From 1 May we are locking new handsets to our network. All new handsets sold will include information about handset locking and how to unlock handsets.
Locked handsets can be unlocked for a fee of $50. So if I buy a phone, without a contract, or my contract expires, and I move to, say, Aussie, I have pay for the privilege of using Vodafone & buying a Vodafone handset. I feel much better now.
This is being done to protect the customers’ experience of the Vodafone brand. Vodafone brands its mobiles with both the Vodafone and Vodafone Live! look and feel. If a customers takes a Vodafone mobile to another network, the customer won’t be able to access the Vodafone experience and services.
I wonder how many consumers are going to buy a Vodafone handset, then move to another network & then complain about not being able to access Vodafone Live. Not many, and I imagine that most of the complaints would go to the network they're on. So again, I call bovine fecal matter.
This sounds as hollow as region zoning on DVDs, and possibly equally as illegal. If I buy a handset from Vodafone, and then move to another network, and I'm unable to use my phone, wouldn't that make the phone unsuitable for the purpose it was purchased for? It's an externally applied restriction to protect market share, not to protect the consumer from moving to another network.
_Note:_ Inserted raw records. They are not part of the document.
PR #3536, opened 2026-02-12
Remove full-page skeleton flash on dashboard navigation

gianfrancopiana:
## Problem

When navigating between dashboard sections (e.g., Products → Settings → Analytics) or switching tabs within a section, the entire `<main>` content is hidden and replaced with a generic skeleton loader. This causes page titles, tabs, and other static UI to flash – even though they don't depend on async data and could remain visible during the transition.

## Approach

Stop replacing the entire content area with a skeleton. Inertia's default behavior already keeps the current page visible until the new page is ready, so the skeleton swap was fighting the framework rather than working with it.

- Removed `useRouteLoading` and `LoadingSkeleton` from both the main layout and the admin layout. The current page now stays visible during navigation.
- Enabled Inertia v2's built-in progress bar (`progress: { delay: 100, color: '#FF90E8' }`) to provide feedback on slower navigations. This shows a thin pink bar at the top of the viewport only for loads that take >100ms.
- Removed the unused `@inertiajs/progress` v1 package (Inertia v2 has progress built in).
- Extracted an `assignLayout` helper in `inertia.js` to deduplicate the layout resolution logic.

Pages that use `useRouteLoading` for their own granular loading states (Affiliates, UTM Links, Payouts) are unaffected, those patterns are correct.

## Before/After

Before:

https://github.com/user-attachments/assets/e55d21ee-b362-4bc5-a9aa-e18895a9476f

After:

https://github.com/user-attachments/assets/75aa547e-be7a-4a31-90f6-7e74757a1def

---


EmCousin:
Tested on both Chrome and Firefox BTW

PR #3537, opened 2026-02-12
Fix sub-pixel border misalignment between sidebar and page header

gianfrancopiana:
## Problem

On dashboard pages with action buttons or selects in the page header (Collaborators, Settings, Analytics, etc.), the horizontal border between the sidebar and the main content area is misaligned by ~0.4px. The sidebar's NavLink border and the PageHeader's bottom border don't connect into a continuous line at the junction point.

## Approach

One bonus with parallel importing is that the phone won't be locked, it'll be cheaper, and, on top of that, probably faster. I imagine that Vodafone will start losing a lot of handset purchases once people start realising that they can't change networks without the hassle of getting the phone unlocked. As has been mentioned, I imagine Telecom & NZCom will just pay the unlocking charge, same as most ISP pay the churn charge for ADSL.